EXERCISE BRIEF
Which lines below contain the word "public"? Copy each of them.

GIVEN RECORDS
PR #7197, opened 2026-09-17
fix(boot): fail closed on incomplete Android discovery and re-discover before booting

kaeawc:
## Summary
Two coupled fixes in `DeviceBootService`:

- **#7179** — `discoverBootedDevices` dropped `succeededPlatforms`, so a transient ADB failure looked like an authoritative empty result. Android discovery now always goes through `getBootedDevicesDetailed` (still a single call site for the reconcile funnel) and throws a typed `AndroidBootedDeviceDiscoveryIncompleteError` when `android` is missing from `succeededPlatforms`. `provisionDevice` surfaces it as `discovery_incomplete` with `retryable: true` instead of the terminal `platform_command_failed`.
- **#7178** — `bootMatchedImage` short-circuited to boot on a cached `isRunning: false`. Android image-name boots now always run a fresh cache-bypassing discovery first: a unique live match is adopted, multiple same-name transports raise `identity_conflict`, none boots as before. iOS is unchanged.

Concurrency: fresh discovery can see an emulator that *this process* is still cold-booting. Those launches are tracked (per lifecycle coordinator + AVD name, across the whole boot-recovery retry loop) and routed back through `bootImage`, so the existing duplicate-launch coordination applies and a second concurrent `startDevice` does not adopt a mid-boot device. `preferRunning: false` keeps the uniqueness/completeness checks and only forces a boot when the snapshot said the image was not running; an image already reported running is still reused (#3334).

`FakeDeviceUtils` gains `setAndroidDiscoveryIncomplete()`.

## Tests
`bun test test/server test/utils test/lint` (7649 pass): incomplete discovery → typed failure, nothing booted; stale-false overlay with one / two / zero live transports; owned in-flight launch not adopted (incl. across a recovery retry); `preferRunning:false` conflict / incomplete / stale-snapshot / running-image cases; `provisionDevice` → `discovery_incomplete`, retryable. The shared-cold-boot reservation-race tests are unmodified. Two `startDevice` cold-boot fixtures now publish the transport after `startDevice` (the old fixture had a live transport alongside `isRunning:false`, which #7178 now correctly adopts). typecheck, lint, format:check clean.

Closes #7179
Closes #7178

PR #7202, opened 2026-09-17
fix(provisionDevice): settle session release before persisting replay-visible failure

### LINKED ISSUE #7180: Keep provision replay non-successful until failed-session cleanup settles
## Current behavior

Finalization of a failed `provisionDevice` completion can persist the replay-visible terminal status concurrently with releasing the associated device session. A same-operation retry may observe a successful/replayable row while that session still appears live, return it, and then lose it when detached cleanup finishes.

This exact ordering race remains after #7135 / #7146; #7147 covers adjacent lease cleanup only.

## Expected behavior

A failed operation is not published as replayable success until session cleanup has settled or the persisted state explicitly represents cleanup still in progress.

## Acceptance criteria

- Same-operation retries cannot return a session whose release is pending.
- Cleanup completion and replay-visible status have an explicit safe ordering/state transition.
- A deferred-cleanup regression test allows persistence to finish first and proves retry remains blocked or non-successful.

kaeawc:
## Summary
`finalizeFailedProvisionDeviceCompletion` persisted the replay-visible terminal status (`store.fail`, which returns a `replaying` row to `succeeded`) concurrently with releasing the bound device session. A same-operation retry could observe the replayable row while the session still looked live, return it, and then lose it when the detached cleanup finished.

Finalization is now ordered: session release settles first, then the failure is persisted. While release is pending the row stays non-terminal, so a retry gets `operation_in_progress`. A release failure is logged (`logger.warn`) and the failure is still persisted, so the operation cannot stay in-progress because cleanup threw. The superseded path still only releases. `persistFailedProvisionDeviceOperation` and `retireLateProvisionDeviceOperationBegin` were audited and have no concurrent release; no new persisted state was needed.

Trade-off: a *stalled* (never-settling) release now also delays failure persistence; finalization remains detached from the request deadline as before.

## Tests
`bun test test/server/deviceTools.provisionDevice.test.ts test/server/provisionDevice.property.test.ts test/db/provisionDeviceOperationRepository.integration.test.ts` (136 pass): deferred-cleanup regression (retry blocked, `fail` not called before release settles, then failure persisted), release-rejects case, and two existing ordering tests updated to the new contract. typecheck, lint, format:check clean.

Closes #7180


kaeawc:
🧭 **PR-queue steward: cross-PR file collision**

This PR changes files that other currently-open PRs also change. The per-PR create-time overlap check can't catch collisions that only form once both PRs are open, so I'm flagging this for a human to sequence the merges / plan rebase order:

- `src/server/deviceTools.ts` — also changed by #7188, #7197, #7203
- `test/server/deviceTools.provisionDevice.test.ts` — also changed by #7197, #7203

These are the device-provisioning/boot PRs and they overlap on the same hot files, so merging them in an arbitrary order will produce conflicts. Labeling `needs-human` so a person can decide the merge order. No code change is being requested here.

---

Issue #7144, opened 2026-09-14
Track Android/iOS parity for stable device acquisition, doctor recovery, provisioning budgets, and CLI-to-MCP readiness


kaeawc:
## Required outcome
Track the complete, cross-platform workflow: provision an exact configured virtual device; reacquire it later by Android AVD name or iOS simulator UUID through the CLI, whether stopped or booted; return only when the requested readiness is achieved; operate that same device through MCP. Doctor must have an explicit path to recover the shared daemon/socket infrastructure.

This is an acceptance and regression-coverage issue, not another report of the linked defects. A merged platform-specific fix is not proof that the corresponding end-to-end contract works on the other platform.

Audit baseline: main [887079dd4f1119d7de4934d69538463b8cd2fb80](https://github.com/kaeawc/auto-mobile/commit/887079dd4f1119d7de4934d69538463b8cd2fb80); issues created and PRs merged since 2026-09-14 11:08 UTC, refreshed before filing. Unit evidence below uses fakes; live platform acceptance remains required.

## Parity matrix
| Contract | Android | iOS | Remaining work |
|---|---|---|---|
| Exact durable device selection | AVD name, separate from current ADB serial/ports; ambiguous live names currently pick a discovery-order winner | UUID, never display-name fallback; exact-UDID fix landed | [Ambiguous AVD issue](https://github.com/kaeawc/auto-mobile/issues/7142); retain [exact-UDID fix](https://github.com/kaeawc/auto-mobile/pull/7098) coverage |
| Correct runtime/configuration | Exact minor API identity fixed; generic bounds and minor-runtime ordering still open | Component-exact matching, runtime bounds, and device-family fallback fixed | [Android bound mismatch](https://github.com/kaeawc/auto-mobile/issues/7133), [Android minor-runtime truncation](https://github.com/kaeawc/auto-mobile/issues/7134) |
| Bounded provisioning and cancellation | Pending config write can corrupt a replacement AVD; final operation persistence remains unbounded | Same final operation persistence path; no claim of the Android file-write defect on iOS | [AVD write fence](https://github.com/kaeawc/auto-mobile/issues/7126), [provision persistence deadline](https://github.com/kaeawc/auto-mobile/issues/7135) |
[...]

Issue #6724, opened 2026-09-09
ios: expose typed bound-session loss across shared daemon restart


kaeawc:
## Summary

On iOS, a client holding a bound device session can receive a generic `session-not-found` response after the shared daemon restarts or the bound session disappears. The response does not let the caller distinguish terminal ownership loss from a retryable transport or loopback-session failure.

## Expected behavior

A bound client should receive a structured, terminal ownership-loss result that identifies the lifecycle reason when available. The result must make clear that the former session cannot be resumed; callers must deliberately acquire a fresh device session before continuing.

## Reproduction scenario

1. Start multiple concurrent iOS simulator clients, each with a distinct active bound device session.
2. Restart the shared daemon while the sessions are active.
3. Make a session-bound operation from each client.
4. Observe whether each client receives a typed ownership-loss result rather than an ambiguous `session-not-found` response or silent retargeting.

## Acceptance criteria

- iOS coverage verifies the behavior of active bound sessions across a shared-daemon restart.
- A lost bound session produces a structured terminal ownership-loss result with an actionable reason when available.
- No request silently resumes or retargets the former session.
- A caller can reliably distinguish bound-session loss from recoverable transport and loopback-session failures.
- Documentation or integration coverage states the required fresh-acquisition recovery path.

Related: #6336, #6383

PR #7255, opened 2026-09-18
fix(daemon): rehydration follow-ups — graceful handoff, autolock identity, ownership ordering, retention/expiry, bounded read

kaeawc:
Follow-up for the six threads deferred from [#7245](https://github.com/kaeawc/auto-mobile/pull/7245) (session rehydration) under the two-round rule. Reproduced live today: a `daemon-restart` row from 2026-09-17 was re-rehydrated as `awaiting-owner` on every daemon restart and blocked the #7144 acceptance-session restart with `unrelated_sessions` until the 600 s reap.

- **Graceful handoff (P1):** `DaemonMcpProxy.handleSessionReleasedNotification` no longer permanently fences the bound UUID when the release reason is `daemon-restart`/`daemon-shutdown`; it marks a recoverable handoff, and `withRecoverableReconnect` resets the transport and reclaims the awaiting-owner session on the next call/heartbeat. Non-recoverable reasons still fence.
- **Autolock identity (P1):** recovery carries the persisted source/autolock/MCP metadata through `createSession`; `DevicePool` restores `device.autolockSessionId`, so `attachAutolockSessionToMcpSession` no longer bails.
- **Ownership ordering (P1):** the persisted liveness-owner token is restored inside `createSession`, before the session is published, so a reconnect's `claimLivenessOwnership()` can't be overwritten by the stale token.
- **Retention / expiry (P2 ×2):** `listRecoverableSessions` applies the seven-day `released_at_ms` cutoff and never revives a row past its `expires_at_ms` — those are terminalized as `expired` first (injected Timer).
- **Bounded list read (P2):** the initial persistence read runs inside the 15 s startup deadline; on timeout the sweep reports `timedOut: true` and the late promise gets a `.catch`.

One FakeTimer test per finding (proxy handoff vs. fence, autolock restore, ownership race, retention/expiry, hung read).

Verified: `bun test test/daemon test/db test/server` (7372 pass), `bash scripts/prepush-node.sh --changed` after rebase onto `origin/main`.


kaeawc:
Round-3 note (contract change, deliberate): the result-mint exclusion is gone entirely — an ordinary `getAndroid`/`getApple`-minted binding now treats a `daemon-restart` **or** `daemon-shutdown` release as a recoverable handoff and reclaims the same session on its next call. That supersedes the pre-rehydration contract from #6724/#6336 ("the former session cannot be resumed; acquire a fresh one"); those tests now use a non-recoverable reason (`device-killed`) for the typed terminal-loss assertions and have sibling tests proving reconnect-and-reclaim of the same UUID, including two independent iOS clients across one shared-daemon restart. On-demand recovery (`createUnseenSession`) now shares the startup admission predicate (expiry + retention), and rows already past retention are pruned rather than re-aged. Rebased onto `19da96163`.

PR #7284, opened 2026-09-19
feat(devices): populate model and architecture in device descriptions

kaeawc:
## PA4 — model/architecture enrichment

Device descriptions emitted `model` and `architecture` as null on both platforms. This was a **wiring gap, not a design gap**: the builder already merges them (`deviceBootService`: `device.X ?? image.X`) and `DeviceInfo` already declares the fields — the sources just weren't fed in. Wired from the existing (already-cached) sources:

- **Android model** ← `getprop ro.product.model` (cached per serial, e.g. `sdk_gphone64_arm64`)
- **Android architecture** ← the system-image ABI (`parseAndroidSystemImageRuntime`, e.g. `arm64-v8a`), falling back to the AVD config / `getprop ro.product.cpu.abi`
- **iOS model** ← the simulator device-type profile `modelIdentifier` (same profile already used for display dims)
- **iOS architecture** ← host arch (simulators execute on the host)

Additive — no shape change; the existing merge precedence is preserved. Verified: deviceDescription + client + platform-prep suites 170 pass; typecheck/lint/format green.


kaeawc:
**Device-verified with one gap** — nightly `manual-test-daily`, `main` d5087497b (0.0.76).

**Android, booted acquisition — PASS.** `getAndroid`, `listDevices` and the `automobile:devices/booted` resource all agree with adb:

| field | tool | `adb shell getprop` |
|---|---|---|
| `model` | `sdk_gphone64_arm64` | `ro.product.model` = `sdk_gphone64_arm64` |
| `architecture` | `arm64-v8a` | `ro.product.cpu.abi` = `arm64-v8a` |

**iOS — PASS on both configs, including cold boot.** `getApple` carries `model` / `architecture` on the cold-boot response itself: iOS 26.2 -> `iPhone18,3` / `arm64`; iOS 18.0 -> `iPhone15,4` / `arm64`.

**Gap: Android cold-boot omits `model`.** On the cold-boot `getAndroid` response — the one that simultaneously reports `isReady: true` and `runtime.lifecycle.state: "booted"` — `architecture` is populated but `model` comes back `null`, while `adb shell getprop ro.product.model` answers correctly at that same moment. Reproduced 2/2; re-acquiring the same (now booted) device immediately returns `sdk_gphone64_arm64`. Filed as #7321 with the `modelNameCache` root cause.

Everything else from this PR checks out; the cold-boot path is the only surface where the two fields disagree.

PR #5, opened 2025-01-28
Loreified Prototypes

troytroy400:
Replaces every mention of the UNMC, Weston-Yamada, SPP, etc with their lore friendly counterparts. 

Replaces all RMC gun names with the lore friendly counterparts.


troytroy400:
Moving these to their own file paths to avoid conflicts.

PR #6, opened 2025-01-28
Title Screen Loreification

troytroy400:
Removes title screens showing other species and adds one from the Aliens TTRPG.


Peptide90:
Changed the license type from NA to custom to satisfy the RGA schema. Applicable licenses can be found here:
https://github.com/space-wizards/RobustToolbox/blob/master/Schemas/rga_validators.py

Outright removing instead of adding them to an ignoredPrototypes.yml file and adding our own in a new /_AU14/ directory might cause merge conflicts in future. Just for reference.

PR #9, opened 2025-02-04
Lethality increase

neki426:
increased lethality on several base USCMC weapons

increased dmg multipliers and decreased scatter on m41a mk1, mk2, m4spr

increased base dmg for 9mm rounds (base 40 -> 44, ap 25 -> 28) slightly decreased scatter when wielded for m4a3 and mod88


troytroy400:
I'm gonna backburner this until upstream has implemented med or someone brings over shitmed and/or a similar system. We need it to be scaled properly for whatever the system is, so it'll just be redundant to push it now.

troytroy400:
Gonna close this out, its no longer needed and the amount of merge conflicts this is generating is insane.

PR #30, opened 2025-02-10
ports AN/PVR-52E1 scope from PVE

neki426:
title
still needs sprite porting but this is the base code
will be changing this more when i actually figure out if the scopes stats are 1 to 1 to the 2x miniscope from main or not

resolves https://github.com/AU-14/AU-14/issues/27


troytroy400:
Passes the lore and gameplay checks. Just needs code review.

neki426:
turned into draft, need to debug and do sprite work

PR #70, opened 2025-04-26
queen and drone sprite ports

neki426:
title
give upstream xeno ai a stylish cm13 resprite
credits in json.meta


troytroy400:
Setting this as do not merge until we've gone over the legal jargin and such.

PR #159, opened 2025-06-05
california guns + usasf ranks

neki426:
makes prototypes for civilian versions of m16, mar-40 and ar-10

adds lower enlisted and commissioned officer ranks for usasf


troytroy400:
Closing this PR as its stable. I'll take it over sooner or later.

PR #171, opened 2025-06-07
ported barricadeblock component from civ14

Evergreendev12:
Ported bullet blocking from Civ14 as a BarricadeBlock component

Example in sandbags.yml


GitHubUser53123:
link your sources please :pray:

troytroy400:
> link your sources please 🙏

Civ 14 is EXTREMLY unorganized with their PRs so finding the original one is a blind turkey shoot. But you can find their repo here, shouldn't be hard to back track it with a good old ctrl + f. https://github.com/Civ13/Civ14

PR #804, opened 2026-04-23
Fixes tunnels being broken

TheHellFireo:
Previous commit had a fix for round start map placed tunnels

That caused a loop to start each time a xeno spawned or evolved, that loop was ment for round start and it ran everytime 

this should fix the tunnels disseapering randomly now.


troytroy400:
Thanks for the PR!

Issue #561, opened 2026-01-29
Crawl State


troytroy400:
If a player is only 50 damage below critical threshold they're given the ability to crawl in a prone state until they are hit by another round or go farther than -50 into the critical threshold.

troytroy400:
Completed by https://github.com/AU-14/ColonialMarinesUniverse/pull/811

PR #811, opened 2026-04-24
Adds the ability to crawl

TheHellFireo:
#561
You will now be able to crawl veryyy slowly if you have less then -30 damage while in crit

Getting brute or burn damage immediately stops you 
and if you get bleed or asphyxiation or like toxin damage below -30 will also stop you.


TheHellFireo:
o yea you can't interact with anything though but can still crawl out of buckled beds and chairs and stuff however given that ur not handcuffed

TheHellFireo:
Should be good now

PR #822, opened 2026-04-24
Vehicle locks can be broken once the vehicle is below 30% integrity

TheHellFireo:
Locks are broken until the vehicle is back up to 90% integrity

The driver and gunner seats of each vehicle given god mode as well

also comment removal


TheHellFireo:
@troytroy400 wasn't merged correctly

PR #967, opened 2026-05-07
Couple build fails fixed

TheHellFireo:


Resources/Prototypes/_AU14/Roles/Departments/au14_colony_department.yml
maertayn, line 1: don't need to do this.
I added .Where(department => department.Primary && !department.EditorHidden) to the JobTest

TheHellFireo: oh got it

PR #1399, opened 2026-06-20
CO's Silence Order

wray-git:
## About the PR

Commanding Officers are now able to issue a Silence order, an order that would force marines around them to only whisper for 10 seconds, with a 10 second cooldown.

**⚠️ The action icon needs a sprite! A xeno sprite has been used as a placeholder!**
## Why / Balance

For hopefully, more organized briefings
(this will definitely not backlash with spam-pointing)
## Technical details

New `Silence Order` ability for the GOVFOR Platoon Commander. It runs completely separate from the existing Move/Focus/Hold order system so it has its own cooldown and doesn't interfere with those at all.

**What's new:**
- `AU14SilenceOrderAbilityComponent` sits on the CO (added via job `AddComponentSpecial`). It stores the action ref, a 10s cooldown, 10s effect duration and a 7 tile range.
- `AU14SilenceOrderComponent` is a networked component that gets slapped onto affected marines for the duration. It just tracks an `ExpiresAt` time and gets cleaned up by the system's `Update` loop when it runs out.

**Server system (`AU14SilenceOrderSystem`):**

Registers the action on startup, removes it on shutdown. When the action fires it sets its own use delay (does NOT touch Move/Focus/Hold cooldowns), grabs all `MarineComponent` entities in range, applies `AU14SilenceOrderComponent` to each one (reuse refreshes the timer), sends each target a private chat notice and popup, then sends the CO's throat-clear emote. The CO is skipped from the silence effect. Pronoun in the emote (his/her/their) is pulled from `HumanoidAppearanceComponent.Sex`. The emote bypasses the normal `SendEntityEmote` path so we can control font size and color directly via `SharedCMChatSystem.ChatMessageToMany` with a hand-built `wrappedMessage`.

**Chat hook (`ChatSystem.TrySendInGameICMessage`):**

Two lines added just before the `InGameICChatType` switch. If the message type is `Speak` and the source has `AU14SilenceOrderComponent`, it gets quietly redirected to `Whisper`. Simple and clean, works across all normal speech paths.

## Media

https://github.com/user-attachments/assets/b1b7f3d4-f69e-4d5c-8f65-6e44d2a36bbc

Discord_88mjLUneY8

## Requirements

**Changelog**

:cl:
- add: GOVFOR Platoon Commanders have a new Silence Order ability. Activating it forces nearby marines to whisper only for 10 seconds and sends them a subtle notification. The CO emotes a loud throat clear instead of shouting a callout. Has its own 10 second cooldown separate from the other orders.

### DIFF
--- a/Content.Server/Chat/Systems/ChatSystem.cs
+++ b/Content.Server/Chat/Systems/ChatSystem.cs
@@ -18,6 +18,7 @@ using Content.Shared._CMU14.Yautja;
 using Content.Shared._RMC14.CCVar;
 using Content.Shared._RMC14.Chat;
 using Content.Shared._RMC14.Mentor.ImaginaryFriend;
+using Content.Shared._AU14.Marines.Orders;
 using Content.Shared._RMC14.Stun;
 using Content.Shared._RMC14.Xenonids;
 using Content.Shared.ActionBlocker;
@@ -292,6 +293,10 @@ public sealed partial class ChatSystem : SharedChatSystem
                 return;
             }
         }
+
+        // AU14: Silence Order forces speak → whisper for the duration.
+        if (desiredType == InGameICChatType.Speak && HasComp<AU14SilenceOrderComponent>(source))
+            desiredType = InGameICChatType.Whisper;
 
         // Otherwise, send whatever type.
         switch (desiredType)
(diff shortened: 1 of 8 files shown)


maertayn:
Duration should probably be longer than 10 seconds to be effective for the use-case, if it's meant to be used during briefings (~half of the duration is used up on typing). Cooldown is fine, as long as it doesn't get abused. In current implementation it's more a reminder, not enforcement, to quiet down which is more considerate (just hope people don't switch to looc rightaway)

Pretty cool.

wray-git:
@maertayn I actually wanted to disable LOOC, but chose not to.
Currently aye, it's meant to be as a reminder to be quiet. Most of the PRs you'll see coming from me often "hit weak" first with variables that can easily edit their functionality with simple value changes.

I invite you to edit it if you'd like, and especially change the sprite of the action icon.

PR #1414, opened 2026-06-22
Create weapon sling system

HotdogMan52:
## About the PR
based off magnetic harness but without the magnets part and reliance on armor
makes sling act like a sling

## Why / Balance
just found it funny how a sling which wraps around your body doesn't work just because you don't have armor or your armor isn't magnetic

now, it's actually going to make sure your item is slung (on your back or on your armor/outer clothing)

idk how this'll affect balance lowkey so probably gonna need it to go around a few rounds to see if it actually changes balance

## Technical details
c sharp files which made me pull on my hair because i couldn't fucking understand the magharness system
i just lowkey copied magharneess but compressed as much as i can 

yml to make sling use new stuff and make new sling standard

ftl for popup messages

## Media
https://youtu.be/Qq1XkP9ZMNU

## Requirements

**Changelog**
:cl:
- tweak: Changed two-point slings to not rely on armor like magnetic harnesses
- tweak: Replaced all RMCAttachmentTwoPointSling with the AU14AttachmentTwoPointSling

### DIFF
--- a/Content.Shared/_CMU14/Attachable/Components/AttachableSlingComponent.cs
+++ b/Content.Shared/_CMU14/Attachable/Components/AttachableSlingComponent.cs
@@ -1,0 +1,5 @@
+namespace Content.Shared._CMU14.Attachable;
+
+[RegisterComponent]
+[Access(typeof(CMUSlingSystem))]
+public sealed partial class AttachableSlingComponent : Component;
--- a/Content.Shared/_CMU14/Attachable/Components/CMUSlingItemComponent.cs
+++ b/Content.Shared/_CMU14/Attachable/Components/CMUSlingItemComponent.cs
@@ -1,0 +1,7 @@
+using Robust.Shared.GameStates;
+
+namespace Content.Shared._CMU14.Attachable;
+
+[RegisterComponent, NetworkedComponent]
+[Access(typeof(CMUSlingSystem))]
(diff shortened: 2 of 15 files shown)


HotdogMan52:
Failed PlanetLoadsWithoutErrorsTest [2 m 28 s]
  Error Message:
     Failed to load planet JE-1758 "Ascanius"!
     
dunno if i messed up anything else

maertayn:
Why not edit the current magnetic harness system instead? Making a whole new system to make one or the other redundant isn't the play here

HotdogMan52:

TASK RESULT
@@ -292,6 +293,10 @@ public sealed partial class ChatSystem : SharedChatSystem
+public sealed partial class AttachableSlingComponent : Component;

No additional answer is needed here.